Will we finally end the silence around suicide?
About 123 people die of it every day, but we still don’t want to talk about it. Those left behind often don’t receive casseroles or cards, flowers or fundraisers, hugs or visits.
The obituaries, too, are evasive, resorting to euphemisms such as “died in his home” or “died suddenly”.
Unless it’s Kate Spade or Anthony Bourdain. Finally, an opening to talk about suicide.
This is what’s killing nearly 45,000 Americans every year, a rate that has soared in the past two decades, according to a report by the Centres for Disease Control and Prevention released after Spade’s death and before Bourdain’s.
The silence, the stigma and the fear keep us from having real conversations — and taking action — when it comes to such a determined killer.
Cancer? We’ll beat it. Gimme a pink ribbon!
Drunken driving? Posters, billboards, legislation, police checkpoints. Drag that wrecked car in front of the high school during prom week. In your face.
Heart disease? Let’s get that cute, healthy heart mascot to dance around the convention floor. Wear your red dresses, ladies.
But suicide?
Shhhhh.

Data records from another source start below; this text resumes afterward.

Issue #1195, opened 2019-10-27
ApplicationProtocolNegotiationHandler should accept a closure that delivers the Channel


Lukasa:
Currently `ApplicationProtocolNegotiationHandler` accepts a closure that takes only one argument, the ALPN result. That's fine, but it causes a needless allocation on every connection setup attempt because the channel is inevitably going to be mutated, and as a result it must be closed over.

That's a bit sad, and we could easily remove the allocation in performance-sensitive use-cases by having the closure take two arguments, the result and the channel. Adding this should be easy enough: we can create a new initializer that takes the new closure. We can then reimplement the old initializer in terms of the new one by simply wrapping it.

We may want to be a bit careful that we haven't led to ambiguity, but our tests should catch that, though we want to double check the work.

PR #1196, opened 2019-10-28
Add ApplicationProtocolNegotiationHandler init that takes a closure that receives the Channel (#1195)

2bjake:
Motivation:

Currently ApplicationProtocolNegotiationHandler accepts a closure that takes only one argument, the ALPN result. This forces the user to capture the Channel in the closure so that it can be mutated.

Modifications:

Add a new init which takes a closure that has both the result and the Channel as parameters. Modify the original init to call the new init (wrapping the passed in closure.)

Result:

New APNL init available that takes a 2 parameter closure. Original APNL init will now be a convenience init.


weissi:

PR #1197, opened 2019-10-29
test that we tolerate out-of-band data

weissi:
Motivation:

We don't support OOB data but we should make sure that nothing breaks if
OOB arrives.

Modifications:

Add a test that makes sure we tolerate OOB data.

Result:

More test coverage.


Sources/NIO/System.swift
```diff
@@ -364,10 +364,13 @@ internal enum Posix {
     }
 
     @inline(never)
-    public static func sendto(descriptor: CInt, pointer: UnsafeRawPointer, size: size_t,
+    public static func sendto(descriptor: CInt,
+                              pointer: UnsafeRawPointer,
+                              size: size_t,
+                              flags: CInt,
```
glbrntt: ~Isn’t this an API breaking change? Or am I missing something?~

How come we have public methods on an internal enum?

glbrntt:
New test failed on 5.1... 👎

weissi:
Aged out, closing.

PR #1198, opened 2019-10-29
add socketpair to the POSIX wrappers

weissi:
Motivation:

For some reason, we never added `socketpair` to the POSIX wrappers but
it should be there.

Modifications:

Add socketpair to the POSIX wrappers and make use of it.

Result:

Nicer code base.


Lukasa:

The tenth-leading cause of death for Americans and the number two killer of teenagers cannot be discussed.
“Where are what I thought were my friends?” a woman wrote in a forum on the Alliance of Hope website, a suicide survivor support group, after her friends pulled away following her daughter’s suicide.

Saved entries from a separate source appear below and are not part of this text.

PR #1200, opened 2019-10-30
Make SocketAddress.port mutable

### LINKED ISSUE #1189: NIO makes it _incredibly_ hard to change a port number on a given socket address
if we want to set the port number on a given `SocketAddress` we need to use code like this which is really dodgy and outright wrong if we don't know it's an IPv4 address:

```
let destAddress = en0Interface.broadcastAddress?.withSockAddr { (ptr, size) -> sockaddr_in in
    // this is terrible code making fragile assumptions just to change a port number :(
    precondition(size == MemoryLayout<sockaddr_in>.size)
    return ptr.withMemoryRebound(to: sockaddr_in.self, capacity: 1) { ptr in
        var newAddress = sockaddr_in()
        newAddress = ptr.pointee
        newAddress.sin_port = in_port_t(destPort).bigEndian
        return newAddress
    }
}
```

we need to fix this.

siemensikkema:
Make SocketAddress.port mutable

### Motivation:

Previously the port was read only. Fixes #1189.
 
### Modifications:

In case of IPv4 and IPv6 the port will be set to the new value or defaulted to 0 when setting it with the value `nil`. The rationale for this is that both `nil` and `0` can be interpreted as "no preference". When the underlying socket is a unix socket the incoming value is ignored.

### Result:

SocketAddress.port can now be written to as well as be read.

### DIFF
--- a/Sources/NIO/SocketAddresses.swift
+++ b/Sources/NIO/SocketAddresses.swift
@@ -146,17 +146,36 @@ public enum SocketAddress: CustomStringConvertible {
         }
     }
 
-    /// Get the port associated with the address, if defined.
+    /// Get and set the port associated with the address, if defined.
+    /// When setting to `nil` the port will default to `0` for compatible sockets. The rationale for this is that both `nil` and `0` can
+    /// be interpreted as "no preference".
     public var port: Int? {
-        switch self {
-        case .v4(let addr):
-            // looks odd but we need to first convert the endianness as `in_port_t` and then make the result an `Int`.
-            return Int(in_port_t(bigEndian: addr.address.sin_port))
-        case .v6(let addr):
-            // looks odd but we need to first convert the endianness as `in_port_t` and then make the result an `Int`.
-            return Int(in_port_t(bigEndian: addr.address.sin6_port))
-        case .unixDomainSocket:
-            return nil
+        get {
+            switch self {
+            case .v4(let addr):
+                // looks odd but we need to first convert the endianness as `in_port_t` and then make the result an `Int`.
+                return Int(in_port_t(bigEndian: addr.address.sin_port))
+            case .v6(let addr):
+                // looks odd but we need to first convert the endianness as `in_port_t` and then make the result an `Int`.
+                return Int(in_port_t(bigEndian: addr.address.sin6_port))
+            case .unixDomainSocket:
+                return nil
+            }
+        }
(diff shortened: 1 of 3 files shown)


Lukasa:

Davidde94:
Run `generate_linux_tests.rb` to let non-Apple platforms run the new test `testPortIsMutable` :)

Sources/NIO/SocketAddresses.swift
```diff
@@ -146,17 +146,36 @@ public enum SocketAddress: CustomStringConvertible {
...
+            case .v4(let addr):
+                var mutAddr = addr.address
+                mutAddr.sin_port = in_port_t(newValue ?? 0).bigEndian
+                self = .v4(.init(address: mutAddr, host: addr.host))
+            case .v6(let addr):
+                var mutAddr = addr.address
+                mutAddr.sin6_port = in_port_t(newValue ?? 0).bigEndian
+                self = .v6(.init(address: mutAddr, host: addr.host))
+            case .unixDomainSocket:
+                // ignore
```
glbrntt: We should be checking whether `newValue` is `nil` or not here as per @Lukasa's comment:  https://github.com/apple/swift-nio/issues/1189#issuecomment-546255468

It would also be worth documenting these semantics!

siemensikkema: @glbrntt Should that be a precondition? Fatal error?

glbrntt: `precondition` should be okay here

Sources/NIO/SocketAddresses.swift
```diff
@@ -146,17 +146,36 @@ public enum SocketAddress: CustomStringConvertible {
         }
     }
 
-    /// Get the port associated with the address, if defined.
+    /// Get and set the port associated with the address, if defined.
+    /// When setting to `nil` the port will default to `0` for compatible sockets. The rationale for this is that both `nil` and `0` can
+    /// be interpreted as "no preference".
+    /// Setting a non-nil value to a unix port is invalid and will result in a fatal error.
```
glbrntt:
```suggestion
    /// Setting a non-nil value for a unix domain socket is invalid and will result in a fatal error.
```

Lukasa:

Lukasa:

Another woman spoke of her father’s suicide becoming taboo.
“One of the hardest elements of suicide, and one that isn’t spoken of much, is the stigma it carried,” she wrote.
“I spent years growing up ashamed of how my father died. I worried that others would see me as broken or similarly troubled, as he was. I struggled with how to explain my father’s death to new boyfriends, and then eventually my own children, who had many questions.”

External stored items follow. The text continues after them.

Issue #1057, opened 2019-07-02
ByteBuffer.clear(minimumCapacity:) API


weissi:
We should have an API in `ByteBuffer` that works like `clear` but requests at least `minimumCapacity` bytes. The use for that is if the current buffer is uniquely referenced, it'll just be cleared (followed by `reserveCapacity`) but if the current buffer is not uniquely referenced, then we'd allocate a new one with `minimumCapacity`.

weissi:
This could be a good first issue. The only NIO knowledge that's required would be basic `ByteBuffer` usage. If this issue sounds attractive, please comment here and we can give much more information.

The basic idea is that often it's beneficial to re-use an existing `ByteBuffer` if that doesn't cause a copy-on-write copy (regardless of the size of the existing `ByteBuffer`). If it would cause a copy-on-write copy however it's often beneficial to allocate a new `ByteBuffer` of _the right size_ rather than the size of the one that happens to be around.

akshay1992kalbhor:
Hey Johannes, has this been assigned to anyone? If not can I take a shot at this? It will be my first contribution to this repo!

weissi:
hi @akshay1992kalbhor , thanks for reaching out! No this hasn't been assigned to anybody yet. Please feel free to assign it to yourself. And please reach out if there's anything we can help with :)

akshay1992kalbhor:
Thanks. I think I have a fairly good understanding of how ByteBuffer works and the first two comments will hopefully allow me to start working on this one. Is there anything else I should know before starting?

akshay1992kalbhor:
Also, I don't have permission to assign the issue to myself. Can someone help me with that?

weissi:
Thank you and done!

weissi:
Don’t think there’s anything else to know if the issue makes sense to you

weissi:
@akshay1992kalbhor are you still working on this?

kam800:
I will work on that.

Keno42:
I'm working on it, too.

Lukasa:
Resolved by #1204, with the work done collaboratively by @keno42, @kam800, and @cweinberger. Great work all!

PR #1204, opened 2019-10-30
Add an option to ByteBuffer.clear() to specify minimumCapacity

cweinberger:
Add an option to `ByteBuffer.clear()` to specify `minimumCapacity`.

### Motivation:

The basic idea is that often it's beneficial to re-use an existing `ByteBuffer` if that doesn't cause a copy-on-write copy (regardless of the size of the existing `ByteBuffer`). If it would cause a copy-on-write copy however it's often beneficial to allocate a new `ByteBuffer` of the right size rather than the size of the one that happens to be around. See #1057 

### Modifications:

* changed visibility of `_Storage()allocateStorage` from `private` to `internal`
* added an implementation of `ByteBuffer().clear()` that takes a parameter to specify desired capacity`capacity minimumNeededCapacity: _Capacity`
* added tests:
  * `ByteBufferTests().testClearDoesReallocateStorageCorrectlyIfTheresOnlyOneBuffer()`
  * `ByteBufferTests().testClearDoesAllocateStorageCorrectlyIfTheresTwoBuffersSharingStorage()`

### Result:

* NIO users can provide a minimum capacity when clearing a `ByteBuffer`.
* Existing implementations are not affected.


Sources/NIO/ByteBuffer-core.swift
```diff
@@ -235,7 +235,7 @@ public struct ByteBuffer {
             return self.allocateStorage(capacity: self.capacity)
         }
 
-        private func allocateStorage(capacity: _Capacity) -> _Storage {
+        public func allocateStorage(capacity: _Capacity) -> _Storage {
```
Lukasa: This should be `internal`: it doesn’t need higher visibility than the containing object.

Sources/NIO/ByteBuffer-core.swift
```diff
@@ -659,9 +659,15 @@ public struct ByteBuffer {
     ///
     /// - note: This method will allocate if the underlying storage is referenced by another `ByteBuffer`. Even if an
     ///         allocation is necessary this will be cheaper as the copy of the storage is elided.
-    public mutating func clear() {
```
Lukasa: Can we have this function back? I’m afraid it’s a semver major to remove it. We can just implement it in terms of the new function.

Sources/NIO/ByteBuffer-core.swift
```diff
@@ -659,9 +659,15 @@ public struct ByteBuffer {
...
+    ///
+    /// - parameters:
+    ///     - minimumNeededCapacity: The minimum capacity that will be (re)allocated for this buffer
+    public mutating func clear(capacity minimumNeededCapacity: _Capacity? = nil) {
```
Lukasa: Combined with the comment above, this capacity may as well be non-optional and remove the default value.

Sources/NIO/ByteBuffer-core.swift
```diff
@@ -659,9 +659,15 @@ public struct ByteBuffer {
...
+        let capacity = minimumNeededCapacity ?? self._storage.capacity
```
Lukasa: I’m not sure we should shrink the buffer here: @weissi?

Sources/NIO/ByteBuffer-core.swift
cweinberger: Sure! Updated!

Sources/NIO/ByteBuffer-core.swift
cweinberger: Sure! Updated!

Sources/NIO/ByteBuffer-core.swift
cweinberger: Sure! Updated!

cweinberger:
@Lukasa I have incorporated your feedback and pushed my changes.

Lukasa:

cweinberger:
> Can you please run `ruby scripts/generate_linux_tests.rb`?
Sure, done!

Sources/NIO/ByteBuffer-core.swift
cweinberger: With @Keno42 commit this has been changed to never shrink the capacity.

Lukasa:

Lukasa:
Unfortunately this patch has a small conflict in the auto generated test file. If you rebase this onto the current master branch you should be able to regenerate the test file to resolve the conflict.

Lukasa:

Sources/NIO/ByteBuffer-core.swift
```diff
@@ -667,6 +667,27 @@ public struct ByteBuffer {
...
+    /// Set both reader index and writer index to `0`. This will reset the state of this `ByteBuffer` to the state
+    /// of a freshly allocated one, if possible without allocations. This is the cheapest way to recycle a `ByteBuffer`
+    /// for a new use-case.
+    ///
+    /// - note: This method will allocate if the underlying storage is referenced by another `ByteBuffer`. Even if an
+    ///         allocation is necessary this will be cheaper as the copy of the storage is elided.
+    ///
+    /// - parameters:
+    ///     - minimumNeededCapacity: The minimum capacity that will be (re)allocated for this buffer
+    public mutating func clear(capacity minimumNeededCapacity: _Capacity) {
```
weissi: I think this parameter should be named `minimumCapacity` because we are likely to give you a larger buffer, especially if the existing buffer is uniquely referenced.

Lukasa: +1

cweinberger: @weissi @Lukasa I chose `minimumNeededCapacity` intentionally to align with the existing API from `public func reallocStorage(capacity minimumNeededCapacity: _Capacity)`

cweinberger: Changes have been implemented!

glbrntt: Also +1 for `minimumCapacity`

Lukasa:

Lukasa:
@weissi want to re-review?

PR #1206, opened 2019-10-30
Fix `NIODeadline.Value` deprecation message typo

Davidde94:
Fixes a typo `doesn't server any purpose` -> `doesn't serve any purpose`

### Motivation:

Typos are bad.

### Modifications:

Simple correction to the deprecation message for `typealias Value = UInt64`

### Result:

No downstream impact and no patch release required. Can be rolled out with the next release.


Lukasa:

PR #2224, opened 2022-07-07
Enhance and rename AsyncEmbeddedEventLoop

Lukasa:
Motivation

AsyncEmbeddedEventLoop is an important part of our ongoing testing story
for NIO. However, it suffers from two problems.

The first is a usability one. As we discovered during the original
implementation, following EmbeddedEventLoop's pattern of not having any
EventLoop "Tasks" execute until run() meant that simple constructs like
`EventLoopFuture.wait` and `EventLoopFuture.get` didn't work at all,
forcing us to add an annoying `awaitFuture` method.

When playing with implementing EmbeddedChannel, this got worse, as I/O
methods also don't run immediately if called from the testing thread. We
couldn't easily work around this issue, and it meant that common
patterns (like calling `channel.writeAndFlush`) would deadlock!

This is unacceptable, so a change had to be made.

While we're here, we received feedback that the name is unclear to
users. Given that this particular event loop is in no sense "embedded",
we no longer need the name, so we can take this opportunity to use a
better one.

Note that this is a patch change only because the feature has not yet shipped.

Modifications

Changed `func execute` to immediately execute its task body, and to
dequeue all pending tasks at this time. Essentially, it's the equivalent
to run(). This is a major change in its behaviour.

Renamed the loop to `NIOAsyncTestingEventLoop`.

Result

Better names, easier to use.


FranzBusch (approved):
LGTM! I really like the new naming

ktoso (approved):
LGTM both name and semantics sound good to me!

I think I missed to chime in a few weeks ago, but still  looks good 🥳

Sources/NIOEmbedded/AsyncTestingEventLoop.swift
```diff
@@ -57,7 +57,7 @@ import NIOConcurrencyHelpers
 /// `loop.run()`. As a result, if you need to await an `EventLoopFuture` created on this loop you
 /// should use `awaitFuture`.
```
dnadoba, line 58: This is no longer true, right? Should we now deprecate `awaitFuture`?

Lukasa: I think we can now just remove it.

Lukasa: Oh, in fact this patch _does_ remove it: the comment is just vestigial.

dnadoba (approved):

Lukasa:
API breakage output:

```
17:15:45 No breaking changes detected in _NIOBeta
17:15:45 
17:15:45 2 breaking changes detected in NIOEmbedded:
17:15:45   💔 API breakage: class NIOAsyncEmbeddedEventLoop has been removed
17:15:45   💔 API breakage: struct NIOAsyncEmbeddedEventLoopError has been removed
17:15:45 
17:15:45 No breaking changes detected in NIOWebSocket
17:15:45 
17:15:45 No breaking changes detected in NIOTestUtils
17:15:45 
17:15:45 No breaking changes detected in NIOTLS
17:15:45 
17:15:45 No breaking changes detected in NIOPosix
17:15:45 
17:15:45 No breaking changes detected in NIOFoundationCompat
17:15:45 
17:15:45 No breaking changes detected in NIOConcurrencyHelpers
17:15:45 
17:15:45 No breaking changes detected in _NIOConcurrency
17:15:45 
17:15:45 No breaking changes detected in NIOCore
17:15:45 
17:15:45 No breaking changes detected in NIOHTTP1
17:15:45 
17:15:45 No breaking changes detected in NIO
```

This is the intended behaviour, so I'm merging over the failures.

PR #2225, opened 2022-07-21
Workaround `Sendable` warning from Swift 5.7

dnadoba:
Workaround for https://github.com/apple/swift/issues/59911
```swift
/src/Tests/NIOHTTP1Tests/HTTPTest.swift:148:21: warning: 'buf' mutated after capture by sendable closure
                buf.writeString("\(c)")
```
The variable `buf` is mutated but only before being capture by the sendable closure. We now capture a copy explicitly which suppress this warning.

All other Sendable warnings/errors are fixed with the latest Swift 5.7 toolchain


Lukasa (approved):
Sensible workaround, thanks.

I remember interviewing a mom whose son killed himself. No one came to their house after the funeral. They became pariahs.
It’s a toxic mix of anxiety and judgment, not wanting to say the wrong thing to the survivors while wondering quietly what happened and whether they did anything to contribute to the suicide.
The blame game is always there. Just read the raw, honest and virtuoso piece of writing by The Washington Post’s Roxanne Roberts on her father’s suicide. It wasn’t long after she cleaned the kitchen and buried him that other family members speculated on what her mother may have done to push him to suicide, or even whether they were the ones who pulled the trigger.
Schools certainly don’t want us to write about suicides, worried that the reporting will spark a copycat cluster.
We kill ourselves more than twice as much as we kill each other. In 2016, the United States had about 45,000 suicides and about 17,250 homicides.
That same year, there were about 1.3 million unsuccessful suicide attempts, and at least 650,000 of them required medical attention, according to the Suicide Prevention Resource Centre.
Next year, we will spend more on cannabinoid research ($144 million) than studying suicide causes and suicide prevention treatments ($103 million), according to the spending projections for the National Institutes of Health.
It remains in the shadows.
Some families are trying to change that.
Like the folks who’ve made news by publishing honest and detailed obituaries about the deaths of loved ones ravaged by the opioid epidemic, others are doing the same with suicide.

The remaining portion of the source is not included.